- Church: Catholic Church
- Diocese: Diocese of Gaspé
- In office: 9 September 1957 – 21 November 1964
- Predecessor: Albini LeBlanc
- Successor: Jean-Marie Fortier
- Previous posts: Apostolic Nuncio to Costa Rica (1952-1955) Titular Archbishop of Laodicea in Syria (1952-1957) Apostolic Nuncio to Panama (1952-1957)

Orders
- Ordination: 17 June 1928 by Felix-Raymond-Marie Rouleau
- Consecration: 12 September 1952 by James McGuigan

Personal details
- Born: 18 January 1906 Quebec City, Quebec, Dominion of Canada, British Empire
- Died: 21 November 1964 (aged 58) Rome, Italy

= Paul Bernier =

Canadian prelate

Paul Bernier (18 January 1906 – 21 November 1964) was a Canadian prelate of the Catholic Church who worked in the Archdiocese of Quebec and international organization, served briefly in the diplomatic service of the Holy See, and then as Bishop of Gaspé from 1957 to 1964.

==Biography==
Paul Bernier was born on 18 January 1906 in Quebec City, Canada. He attended the local seminary and earned a bachelor's degree in 1924, a licentiate in philosophy in 1925, and a doctorate in theology in 1928. He was ordained a priest in 1928. He became chancellor of the Archdiocese of Quebec and vice chair of its ecclesiastical tribunal. He was secretary of the French section of the Pontifical Missionary Union and then President of the Interamerican Committee for Broadcasting from 1942 to 1947. He taught at Laval University from 1939 to 1947. He joined the staff of the Secretariat of State in 1947.

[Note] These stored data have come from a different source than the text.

PR #1834, opened 2026-04-03
NUT-XX: Mint Quote Lookup by Public Key

### LINKED ISSUE #1746: New Nut: Implement get quotes by pubkeys
https://github.com/cashubtc/nuts/pull/341#pullrequestreview-3977365369

TheMhv:
### Description

The CDK implementation of [NUT-XX: Mint Quote Lookup by Public Key](https://github.com/cashubtc/nuts/pull/341)

Closes: https://github.com/cashubtc/cdk/issues/1746

-----

### Notes to the reviewers

- Create a new route for mint quote `/mint/quote/{method}/pubkey`
- Create a new `get_mint_quotes_by_pubkey` database function and add your test
- Create a migration to add index into pubkey from mint_quote table in Database
- Create the struct for Request defined in [NUT](https://github.com/cashubtc/nuts/pull/341)

-----

#### ADDED
- A new NUT file `nuts/nutxx.rs`
- A new route `v1/mint/quote/{method}/pubkey`
- Migrations for add index to pubkey field in mint_quote table

#### FIXED

----

### Checklist

### DIFF
--- a/crates/cashu/src/nuts/nutxx.rs
+++ b/crates/cashu/src/nuts/nutxx.rs
@@ -1,0 +1,14 @@
+//! NUT-XX: Mint Quote Lookup by Public Key
+//!
+//! <https://github.com/cashubtc/nuts/blob/get-quotes-by-pubkeys/xx.md>
+
+use serde::{Deserialize, Serialize};
+
+/// Mint quote by pubkey request [NUT-XX]
+#[derive(Debug, Clone, Serialize, Deserialize)]
+pub struct MintQuoteByPubkeyRequest {
+    /// Pubkeys
+    pub pubkeys: Vec<String>,
+    /// Signatures
+    pub pubkey_signatures: Vec<String>,
+}
--- a/crates/cashu/src/nuts/nutxx.rs
+++ b/crates/cashu/src/nuts/nutxx.rs
@@ -2,6 +2,7 @@
 //!
 //! <https://github.com/cashubtc/nuts/blob/get-quotes-by-pubkeys/xx.md>
 
+use bitcoin::secp256k1::schnorr::Signature;
 use serde::{Deserialize, Serialize};
 
 use super::PublicKey;
@@ -18,10 +19,20 @@ pub const MAX_LOOKUP_PUBKEYS: usize = 50;
 /// Mint quote by pubkey request [NUT-XX]
 #[derive(Debug, Clone, Serialize, Deserialize)]
 pub struct MintQuoteByPubkeyRequest {
-    /// Pubkeys
-    pub pubkeys: Vec<String>,
-    /// Signatures
-    pub pubkey_signatures: Vec<String>,
+    /// NUT-20 public keys to look up quotes for
+    pub pubkeys: Vec<PublicKey>,
+    /// Schnorr signatures, in the same order as `pubkeys`
+    pub pubkey_signatures: Vec<Signature>,
+}
+
+/// Mint quote by pubkey response [NUT-XX]
+///
+/// Generic over the quote representation so the mint can answer with its own response type
+/// without this crate depending on the unified `MintQuoteResponse` enum in `cdk-common`.
+#[derive(Debug, Clone, Serialize, Deserialize)]
+pub struct MintQuoteByPubkeyResponse<T> {
+    /// Quotes locked to the requested pubkeys, in [NUT-04] response format
+    pub quotes: Vec<T>,
 }
 
 /// Build the message a wallet signs to prove control of `pubkey`.
@@ -75,12 +86,10 @@ mod tests {
         );
     }
 
-    /// The signed message is the pre-image, not its digest: `sign`/`verify` hash internally.
+    /// A signature produced over the pre-image verifies, and one bound to a different mint
+    /// does not — this is what stops a signature being replayed at another mint.
     #[test]
-    fn test_signature_covers_a_single_hash() {
-        use bitcoin::hashes::sha256::Hash as Sha256Hash;
-        use bitcoin::hashes::Hash;
-
+    fn test_sign_and_verify_is_mint_bound() {
         let (mint_pubkey, _) = fixed_keys();
         let secret_key = SecretKey::generate();
         let pubkey = secret_key.public_key();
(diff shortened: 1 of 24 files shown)


crates/cashu/src/nuts/nutxx.rs
```diff
@@ -0,0 +1,25 @@
...
+use crate::{quote_id::QuoteId, BlindSignature, PublicKey};
+
+/// Mint quote by pubkey request [NUT-XX]
+#[derive(Debug, Clone, PartialEq, Eq, Serialize, Deserialize)]
+#[cfg_attr(feature = "swagger", derive(utoipa::ToSchema))]
+pub struct MintQuoteByPubkeyRequest {
+    /// Pubkeys
+    pub pubkeys: Vec<PublicKey>,
+    /// Signatures
+    pub pubkeys_signatures: Vec<BlindSignature>,
```
thesimplekid: These aren't going to be blind signatures. In for nut20 we just use a string https://github.com/cashubtc/cdk/blob/42232b38e82852f38b6979421e4bb729915b282c/crates/cashu/src/nuts/nut04.rs#L47-L48 though I think we know theyre all 64 bytes so could use a slice.

crates/cashu/src/nuts/nutxx.rs
```diff
@@ -0,0 +1,25 @@
...
+}
+
+/// Mint quote by pubkey response [NUT-XX]
+#[derive(Debug, Clone, PartialEq, Eq, Serialize, Deserialize)]
+#[cfg_attr(feature = "swagger", derive(utoipa::ToSchema))]
+pub struct MintQuoteByPubkeyResponse {
+    /// Quotes
+    pub quotes: Vec<QuoteId>,
+}
```
thesimplekid: Per the nut pr the response is a Vec<MintQuoteResponse> not just a list of QuoteIds https://github.com/cashubtc/cdk/blob/42232b38e82852f38b6979421e4bb729915b282c/crates/cdk-common/src/mint_quote.rs#L78-L88

crates/cdk-sql-common/src/mint/quotes.rs
```diff
@@ -1194,6 +1194,52 @@ where
         Ok(mint_quotes)
     }
 
+    async fn get_mint_quotes_by_pubkey(
+        &self,
+        pubkeys: &[PublicKey],
+    ) -> Result<Vec<MintQuote>, Self::Err> {
```
thesimplekid, line 1387: We should add a guard to check if the list is empty like we added in this pr. https://github.com/cashubtc/cdk/pull/1822

crates/cdk-sql-common/src/mint/quotes.rs
thesimplekid, line 1: We should add db unit tests for the new fn. https://github.com/cashubtc/cdk/blob/42232b38e82852f38b6979421e4bb729915b282c/crates/cdk-common/src/database/mint/test/mod.rs#L188

crates/cdk-sql-common/src/mint/quotes.rs
```diff
@@ -1194,6 +1194,52 @@ where
...
+                pubkey,
+                created_time,
+                amount_paid,
+                amount_issued,
+                payment_method,
+                request_lookup_id_kind,
+                extra_json
+            FROM
+                mint_quote
+            WHERE pubkey IN (:pubkeys)
```
thesimplekid, line 1417: Do we have an index on pubkey? If not we should add it.

thesimplekid (changes requested):

crates/cdk-common/src/mint.rs
thesimplekid, line 1: Why do we need to add Serialize to these?

crates/cdk-axum/src/custom_handlers.rs
```diff
@@ -545,6 +546,53 @@ pub async fn cache_post_batch_mint(
...
+
+    let response = state
+        .mint
+        .get_mint_quote_by_pubkey(request.pubkeys)
+        .await
+        .map_err(into_response)?;
+
+    Ok(Json(response).into_response())
+}
+
```
thesimplekid: We keep the logic out of cdk-axum the fn added to the `Mint`  should do the verification and db get.

crates/cashu/src/nuts/nutxx.rs
```diff
@@ -0,0 +1,18 @@
...
+use crate::PublicKey;
+
+/// Mint quote by pubkey request [NUT-XX]
+#[derive(Debug, Clone, Serialize, Deserialize)]
+#[cfg_attr(feature = "swagger", derive(utoipa::ToSchema))]
+pub struct MintQuoteByPubkeyRequest {
+    /// Pubkeys
+    pub pubkeys: Vec<PublicKey>,
+    /// Signatures
+    pub pubkeys_signatures: Vec<Signature>,
```
thesimplekid: I think we should keep bitcoin types out of the public api. We can just use string or `[u8; 64]`

thesimplekid (changes requested):

crates/cdk-common/src/mint.rs
TheMhv: ~It's a typo fix for old response type that i forget to remove. I will remove then.~

It's because `into_response` needs to serialize the `MintQuote` into a Json object on return
```rust
    let response = state
        .mint
        .get_mint_quote_by_pubkey(pubkeys, signatures)
        .await
        .map_err(into_response)?; // <-- Will return a MintQuote

    Ok(Json(response).into_response()) // <-- This needs to serialize MintQuote into JSON
```

thesimplekid: These are internal types we should not be returning them.

c03rad0r:
Thanks for driving this forward. I have an ESP32-S3 device with an on-device ecash wallet (using the nucula library) that I'd like to connect directly to a CDK mint supporting NUT-XX ("Get quotes by pubkeys", cashubtc/nuts#341). My current workaround routes tokens through a stratum proxy translator, but direct mint queries from the ESP32 would simplify the architecture significantly.

I can offer testing against actual ESP32 hardware with my wallet integration. The secp256k1 Schnorr signing is already available on-device. I'm very much looking forward to integrating this — let me know if there's a branch I should target for integration testing.

TheMhv:
- Implemented https://github.com/cashubtc/nuts/pull/391 on commit 35cb21df6b9ce51600ab3c3a8f805e40ff13dea1

robwoodgate:
One behavioral question not covered by the CDK bot:

get_mint_quote_by_pubkey ignores the {method} path segment when filtering, so a /v1/mint/quote/bolt11/pubkey call returns matching quotes of every method. 

I actually think a method agnostic lookup is probably better, as method is now in quote struct. So have raised the question on the NUT PR.

TheMhv:
> I actually think a method agnostic lookup is probably better, as method is now in quote struct. So have raised the question on the NUT PR.

Me too, so i pushed a separated commit only to remove `{method}` param from request endpoint, we can drop this commit if your suggestion isn't approved.

vnprc:
blast from the past. what changed since github.com/cashubtc/cdk/pull/937?

vnprc:
answered my own question: the nut adds authentication proving the requestor controls the locking privkey. nice.

concept ack, obviously

vnprc:
I opened a PR to fix up this PR: https://github.com/TheMhv/cdk/pull/8

vnprc:
This PR only implements the mint side. We also need a wallet impl to call the new API. I'm happy to build it unless you want to do it @TheMhv. Just let me know.

After testing I think this PR needs a filter on quote ~`state`~ `amount_paid - amount_issued` and `updated_at` fields. This lets the caller limit the query to recent, unpaid quotes.

~I also recommend adding a timestamp to the signed auth message and a mint-side expiration to invalidate stale requests. The current `msg = "Cashu_MintQuoteLookup_v1" ‖ mint_pubkey_hex ‖ wallet_pubkey_hex` spec allows a stolen signed request to be replayed forever.~ nevermind, already proposed and removed in the NUT spec

vnprc:
Also worth noting: this new spec would enable me to delete ~2000 lines of code across 6 repos from the hashpool impl. It also eliminates an entire class of errors: failure to deliver the quote ID from the pool back to the miner currently results in stranded ehash that the miner can't recover.

TheMhv:
> This PR only implements the mint side. We also need a wallet impl to call the new API. I'm happy to build it unless you want to do it...

We already have a PR for this thing, that i need to update, feel free to contribute:
- https://github.com/cashubtc/cdk/pull/1932

ye0man (changes requested):
based on feedback from the wider team and to remain consistent with the spec, we should undo `948578d` and add back method param

TheMhv:
@cdk-bot review

TheMhv:
@cdk-bot review

TheMhv:
@cdk-bot review

crates/cdk-sql-common/src/mint/quotes.rs
```diff
@@ -1381,6 +1381,59 @@ where
         Ok(mint_quotes)
     }
 
+    async fn get_mint_quotes_by_pubkey(
```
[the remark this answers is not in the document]
TheMhv: @thesimplekid @crodas I don't know how we can solve this things without adding a rate limit or quote result limit.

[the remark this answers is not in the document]
thesimplekid: Yeah brought this up on the spec a bit ago. https://github.com/cashubtc/nuts/pull/341#issuecomment-5303998652

thesimplekid:
Can we clean up the commit history here.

On 7 August 1952, Pope Pius XII appointed him titular archbishop of Laodicea in Syria and Apostolic Nuncio to Costa Rica and Apostolic Nuncio to Panama. He received his episcopal consecration on 12 September 1952 from Cardinal James Charles McGuigan, Archbishop of Toronto.

He was replaced in Costa Rica by Giuseppe Maria Sensi on 21 May 1955, having left it in the care of the chargé d'affaires Egano Lambertini as of 22 December 1953.

On 9 September 1957, Pope Pius named him Bishop of Gaspé with the personal title of archbishop. He was the first Francophone elected president of the Canadian Conference of Catholic Bishops, serving from 1958 to 1960.

Bernier had a heart attack on 21 November 1964 just before the start of the closing meeting of the third session of the Second Vatican Council. He died in the first aid station of Saint Peter's Basilica and Pope Paul VI led prayers for him when his death was announced at the end of the meeting. He was 58.